DREAMING UNDER A DIFFERENT MOON To 22 December.

Manchester.

DREAMING UNDER A DIFFERENT MOON
by Janine Waters music & lyrics by Simon Waters.

The Edge Theatre & Arts Centre Manchester Road Chorlton Manchester M21 9JG To 22 December 2012.
Runs 2hr 15min One interval.
Review: Timothy Ramsden 21 December.

Nothing run of the mill about place or play in a happy theatrical venture
Among the suburban warren of South Manchester, on a street curiously unassertive for the name Manchester Road, in a building half-hidden behind a Methodist Church and up an assertively Victorian staircase to a former Sunday School – well, it’s not your standard drama venue is it? So, is it a family concern? It’s website uses the name “watersedgearts” and here’s the first full production, among classes in theatre and visiting one-offs – created and directed by people named Waters.

If it all seems somewhat curious, slightly left-field, a tad irregular that’s (a) a good thing in days of flat-pak, multi-page, criteria-laden funding application forms, and (b) entirely consistent with this strange but enjoyable play with songs.

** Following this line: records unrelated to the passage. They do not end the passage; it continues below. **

Issue #231, opened 2024-09-26
Publish build artifacts to the `Releases` section of the GitHub project.


fdcastel:
The current release process is currently being done manually (I believe) and involves editing [the Wiki homepage](https://github.com/FirebirdSQL/firebird-odbc-driver/wiki).

Ideally, each release should be published into [Releases section](https://github.com/FirebirdSQL/firebird-odbc-driver/releases) of the project. 

Why am I asking this? Because I'm also the maintainer of the [`firebird-odbc` chocolatey package](https://community.chocolatey.org/packages/firebird-odbc), and I'm trying to automate it, too 😅. 

With the build artifacts being published to GitHub Releases, we can easily retrieve them via the GitHub API. An [example](https://github.com/fdcastel/firebird-docker/blob/master/firebird-docker.build.ps1#L105) of this can be seen in the Firebird-Docker project.

fdcastel:
_Just for the sake of completion._

Today we have the following artifact listed on the Wiki homepage as the download for Windows:

https://github.com/FirebirdSQL/firebird-odbc-driver/actions/runs/11053399614/artifacts/1982531858

However, this is a `.zip` file containing both `x64` and `x86` installers.

For the chocolatey package, [we need each installer to be available separately](https://github.com/fdcastel/chocolatey-packages/blob/master/firebird-odbc/tools/chocolateyinstall.ps1#L4-L5) for download, similar to what was done on SourceForge.

irodushka:
Well...
 
I don't think making a release for every bugfix is ​​a good approach) The release is something of a milestone and should contain some significant changes.
From the other hand, I understand your problem, appreciate your work and would like to help.

The builds are not manual, I have a "git actions" for it - one for Windows and second for Linux. Every commit in master (e.g. merging a pull-request) triggers an automated build process. Yes, editing the wiki page is done manually)) but links lead to git action artifacts. Packing artifacts into a zip archive is the default behavior of the git action publishing step, maybe it can be changed with some settings, I have to investigate.

But. Maybe we should integrate our automation processes?
Theoretically, I could push something to inform your automated process about the new build, and also provide it with links to artifacts?..

fdcastel:
> I don't think making a release for every bugfix is ​​a good approach 

Agreed. It wasn't my intention to suggest the opposite. 👍🏻



> Packing artifacts into a zip archive is the default behavior of the git action publishing step, maybe it can be changed with some settings, I have to investigate.

[...]

PR #245, opened 2025-05-31
[WIP/Do not merge] New GitHub Actions workflow.

fdcastel:
Initial work to solve #231. Based on @asfernandes work on Firebird project. 🚀 

GitHub release can be seen [here](https://github.com/fdcastel/firebird-odbc-driver/releases).

## Changes

- **The `release` workflow is now triggered when a tag starting with `v` is pushed.**
- Replaced `pguyot/arm-runner-action` with native `ubuntu-22.04-arm` runners
- Fixed build paths from `Builds/Msvc2019` to `Builds/MsVc2022.win`
- Unified artifact naming: `firebird-odbc-{platform}-{arch}`
- Single workflow file instead of separate per-platform workflows

## Advantages over previous pipeline

✅ **Native ARM64 Execution**: No more Raspberry Pi emulation  
✅ **Faster Builds**: Native runners are much faster than emulated ones  
✅ **Simplified Maintenance**: Matrix strategy reduces code duplication  
✅ **Better Reliability**: No complex emulation dependencies  
✅ **Consistent Environment**: Same OS versions across architectures  
✅ **Automatic Releases**: GitHub releases created automatically with all artifacts  

## ToDo:

- [ ] Add Windows-ARM64 builds
- [ ] Refactor InnoSetup script
  - [ ] Remove MakePackage.bat and `sed`.
  - [ ] Call `iscc.exe` direcly, [using /F](https://jrsoftware.org/ishelp/index.php?topic=compilercmdline) to override `OutputBaseFilename` 
  - [ ] Normalize names (`amd64` for Linux, `x64` for Windows)
- [ ] Automatic release notes

RFC @irodushka @asfernandes @mrotteveel


.github/workflows/release.yml
```diff
@@ -0,0 +1,419 @@
+name: release
+
+on:
+  push:
+    tags:
+      - 'v*'
+
+permissions:
+  contents: write
```
mrotteveel, line 9: I think only the create-release job needs write permissions, so it's better to set this to read, and set the write permission only in the create-release job.

.github/workflows/release.yml
```diff
@@ -0,0 +1,419 @@
...
+    - name: Create Release
+      uses: softprops/action-gh-release@v2
+      with:
+        files: |
+          firebird-odbc-windows-x86.zip
+          firebird-odbc-windows-x64.zip
+          firebird-odbc-linux-x64.tar.gz
+          firebird-odbc-linux-arm64.tar.gz
+          firebird-odbc-windows-x86-installer.exe
+          firebird-odbc-windows-x64-installer.exe
```
mrotteveel, line 417: The version should be part of the file names of the published artifacts.

mrotteveel: (I placed it here, but it starts with the file names generated in the other jobs)

.github/workflows/release.yml
```diff
@@ -0,0 +1,419 @@
...
+  push:
+    tags:
+      - 'v*'
+
+permissions:
+  contents: write
+
+jobs:
+  # Stage 1: Build Windows binaries (parallel)
+  build-windows-x86:
```
mrotteveel, line 13: I'm not 100% sure due to the artifact handling, but I guess it should be possible to use `strategy.matrix` to define the build-windows, package-windows and installer-windows jobs once, instead of individually for x86, x64 and arm64.

fdcastel: Nice catch! I'm still getting the hang of this (and the whole 'strategy matrix' concept). Looking into it now... 👍🏻

irodushka:
Great job! I will take a look next week!

сб, 31 мая 2025 г., 22:48 Mark Rotteveel ***@***.***>:

.github/workflows/release.yml
fdcastel: Done in https://github.com/FirebirdSQL/firebird-odbc-driver/pull/245/commits/37b83fb0a64fe750774f45610720ef2ea00b4252

.github/workflows/release.yml
fdcastel: Done in https://github.com/FirebirdSQL/firebird-odbc-driver/pull/245/commits/ed49e7547d621afe8386741336ded57326c465d0

fdcastel:
@irodushka Before I can make changes to `Install\Win32\OdbcJdbcSetup.iss`, I need to know the encoding it was saved with. 

The file contains some Russian translations, so I want to ensure it's correctly converted to UTF-8 without corrupting the text.

In VSCode, when opened with the "Windows 1251" encoding, it displays as:

image

fdcastel:
Can we remove these old Windows build environments?

```
Builds\MsSDK64.win
Builds\MsVc60.win
Builds\MsVc70.win
Builds\MsVc80.win
Builds\MsVc90.win
```

fdcastel:
Something seems off with the MSBuild project configuration.

- Even when invoking `msbuild` with [`/p:Configuration=Release`](https://github.com/fdcastel/firebird-odbc-driver/actions/runs/15366491611/job/43240077283#step:5:1),

- The linker is still [being executed](https://github.com/fdcastel/firebird-odbc-driver/actions/runs/15366491611/job/43240077283#step:5:468) with `/DEBUG /PDB:"x64/Release/FirebirdODBC.pdb"`.

That’s why `.pdb` files are being generated.

P.s.: The [latest release build](https://github.com/FirebirdSQL/firebird-odbc-driver/actions/runs/13812419198/job/38636908620#step:7:129) shows the same issue. Are the currently distributed binaries actually debug builds? Or am I missing something?

mrotteveel:
> Something seems off with the MSBuild project configuration.
> 
>     * Even when invoking `msbuild` with [`/p:Configuration=Release`](https://github.com/fdcastel/firebird-odbc-driver/actions/runs/15366491611/job/43240077283#step:5:1),
> 
>     * The linker is still [being executed](https://github.com/fdcastel/firebird-odbc-driver/actions/runs/15366491611/job/43240077283#step:5:468) with `/DEBUG /PDB:"x64/Release/FirebirdODBC.pdb"`.
> 
> 
> That’s why `.pdb` files are being generated.

This is caused by `<GenerateDebugInformation>true</GenerateDebugInformation>` in the definitions in `OdbcFb.vcxproj` for `Release|Win32` and `Release|x64`

fdcastel:
> What's the point of excluding pdb files from the Release build?

Sorry for the confusion, @irodushka. I reverted this in later commits.

> If we want to reduce the installation packages sizes, it's better to store pdb as a separate artefact for optional download/installation.

That's exactly what I did 😉 --  I added new packages with the `-debug` suffix. Please see them [here](https://github.com/fdcastel/firebird-odbc-driver/releases/tag/v3.0.16-temp4).

irodushka:
> > What's the point of excluding pdb files from the Release build?
> 
> Sorry for the confusion, @irodushka. I reverted this in later commits.
> 
> > If we want to reduce the installation packages sizes, it's better to store pdb as a separate artefact for optional download/installation.
> 
> That's exactly what I did 😉 -- I added new packages with the `-debug` suffix. Please see them [here](https://github.com/fdcastel/firebird-odbc-driver/releases/tag/v3.0.16-temp4).

Do I understand right that *-debug packages contain Debug build artefacts? Debug dll binary and a corresponding pdb?
What I want to say -  debug and release dlls are different, and it's not just about debug info. The Release dll contains compiler optimizations, it just _different_ binary code. So, a pdb file from a Debug build cannot be used to debug a Release dll.

irodushka:
Well... and where's my favorite VirusTotal action?..)
It's not just for fun. There are sporadic troubles with InnoSetup - Windows antivirus detects malware in Inno binaries from time to time. It's a real headache.

fdcastel:
> So the regular (wo suffix) windows package and the -debug package contain the same dll binary - the release one?

Exactly! 👍🏻 

> And the only difference between the normal & debug packages is the pdb file inside?

Exactly! 👍🏻 

> Let's use cmake style naming, it has a special build type "RelWithDebInfo" = release_with_debug_info.

Sorry. Not totally clear on what you mean 😅. But if you can show me a few examples, I’ll tailor it exactly how you want.

irodushka:
I mean to replace the package suffix _debug with _relwithdebinfo or
_release_with_debuginfo

пн, 2 июн. 2025 г., 19:15 F.D.Castel ***@***.***>:

fdcastel:
> There are sporadic troubles with InnoSetup...

InnoSetup is built with Delphi, which --  for reasons only antivirus developers seem to understand -- tends to attract these kinds of false positives like a magnet.

By the way, I'm also planning to replace InnoSetup with [WIX](https://www.firegiant.com/wixtoolset/), unless anyone has objections. WIX can generate MSI files, which are generally more suitable for enterprise environments.

irodushka:
I know)
Not an objections but a benediction))

пн, 2 июн. 2025 г., 19:24 F.D.Castel ***@***.***>:

irodushka:
> > I mean to replace the package suffix _debug with _relwithdebinfo or _release_with_debuginfo
> 
> I found the improvement a bit _subtle_, to be honest. 😄
> 
> I would lean toward following the approach [used by the Firebird Project]

Yes, it' fine for me.

fdcastel:
> For Ubuntu only. Yes, tried the ARM build on Raspberry, and it worked fine. 

🎉 Fantastic news! I'll investigate.

> Last time I looked, there were no Windows ARM runners available on github. 

Look again: 😄👀
https://github.blog/changelog/2025-04-14-windows-arm64-hosted-runners-now-available-in-public-preview/

irodushka:
I can explain briefly - no)
When I inherited this code, I also wondered - what about tests?) Nope, the
answer was.

Frankly speaking - I have some tests, it's impossible to maintain such a
... project without them, and it would be a good deal to put them in order
and commit to the repo. Hope I can do this in some future.



пн, 2 июн. 2025 г., 19:41 F.D.Castel ***@***.***>:

fdcastel:
> I would like to mention that it makes sense to retain the ability to do autobuilds for every commit into the master (not for releases only but for intermediate feature-branches merges).

Sure! I was just talking about this with @asfernandes. Take a look at [this new workflow proposal](https://github.com/FirebirdSQL/firebird-docker/pull/30#issuecomment-2934445978) I suggested for another project.



> Another interesting question - what happens when some of the builds in the strategy matrix fail? I mean - windows build is ok, linux ok, but ARM fails. Does this mean that the entire build failed?

Short answer: Yes.

The BUILD jobs are marked with [`fail-fast: false`](https://github.com/FirebirdSQL/firebird-odbc-driver/pull/245/files#diff-87db21a973eed4fef5f32b267aa60fcee5cbdf03c67fafdc2a9b553bb0b15f34R16) which means the WILL PROCEED in case some parts of matrix fail.

However the RELEASE job [requires](https://github.com/FirebirdSQL/firebird-odbc-driver/pull/245/files#diff-87db21a973eed4fef5f32b267aa60fcee5cbdf03c67fafdc2a9b553bb0b15f34R236-R241) a successful run of its dependent jobs. And the packages will not be published.

However, the RELEASE job [requires](https://github.com/FirebirdSQL/firebird-odbc-driver/pull/245/files#diff-87db21a973eed4fef5f32b267aa60fcee5cbdf03c67fafdc2a9b553bb0b15f34R236-R241) all dependent jobs to complete successfully; otherwise, the packages will NOT be published.



> Or can we issue a warning that the build succeeded for some platforms and failed for the others?

GitHub will let us know for sure.

irodushka:
Hi again @fdcastel 

BTW I have a PR https://github.com/FirebirdSQL/firebird-odbc-driver/pull/248
It's a modern cmake for the ODBC driver build (for linux) replacing an ancient plain C-style makefile. At least smoke-tested, but definitly needs more research.
Maybe it's a good idea to merge it to your branch, what do you think about it?

fdcastel:
> It's great to see you again! Those tests... afraid they will happen in some a bit more distant futurious future)

Don’t waste time polishing them—just send them over. Any format is fine, even if they don’t work.

I’m building a brand-new test suite from the ground up. What I really need are the cases and the ideas. I’ll take care of the rest.

fdcastel:
> BTW I have a PR #248 It's a modern cmake for the ODBC driver build (for linux) replacing an ancient plain C-style makefile. 

Fantastic! I’ll take a look at #248 as well.

It came at just the right time -- the current MSBuild is giving me some headaches, too.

Not a bad piece for the time of year, with a fairytale-like edge of fantasy and colour, it turns its back on the room’s high-raised proscenium stage for a fit-up platform, where Gareth Starkey’s lighting can emphasise designer Kevin Freeman’s metallic scaffolding, suggesting constriction (actual bars at the start) or a disorganised array of softer, vibrant-coloured textures.

Lives are disorganised too. Edwardian Cassie, in the Peter Pan era, mourns her dead mother, while living with a father whose own state has frozen his creativity. He’s past taking notice of Cassie’s outcries when she experiments with medicine or drugs, putting her into an altered state that frightens and leaves her apparently among an 18th-century acting troupe. Except they’re all at sea, abandoned without fuel or nourishment to sustain them by a government that’s outlawed artistic freedom. And not in the 18th-century.

As Dr Who meets Goldoni, a stern-voiced theatre director, alone aloft, is a new authority-figure, whose players’ talent to amuse is used to abuse and accuse each other. The flair of Jenny Platt’s Eliana and Jos Vantyler’s Fausto to hammer-and-tongs it has an immediacy that can sideline the anxieties of Paislie Reid’s more emotionally-shaded Cassie.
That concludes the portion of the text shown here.